What needs to be done = Collect all lines below with the string "scenes".
[Opening Data listing section]
PR #1309, opened 2025-09-22
Do Not Iterate Multiple Inputs In Mechlab

### LINKED ISSUE #1303: Game crashes to desktop when entering arena.
Can reproduce quite reliably.
To reproduce:
- go to tournament play mode
- select enter tournament button
- press SHIFT and ENTER at the same time
- game crashes

LegendaryBlueShirt:
fixes #1303

### DIFF
--- a/src/game/scenes/mechlab.c
+++ b/src/game/scenes/mechlab.c
@@ -530,60 +530,59 @@ void mechlab_input_tick(scene *scene) {
     if(i == NULL) {
         return;
     }
-    do {
-        if(i->type == EVENT_TYPE_ACTION) {
-            if(local->popup) {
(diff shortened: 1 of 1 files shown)


src/game/scenes/mechlab.c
[Closing Data listing section]
Response =
--- a/src/game/scenes/mechlab.c
+++ b/src/game/scenes/mechlab.c
src/game/scenes/mechlab.c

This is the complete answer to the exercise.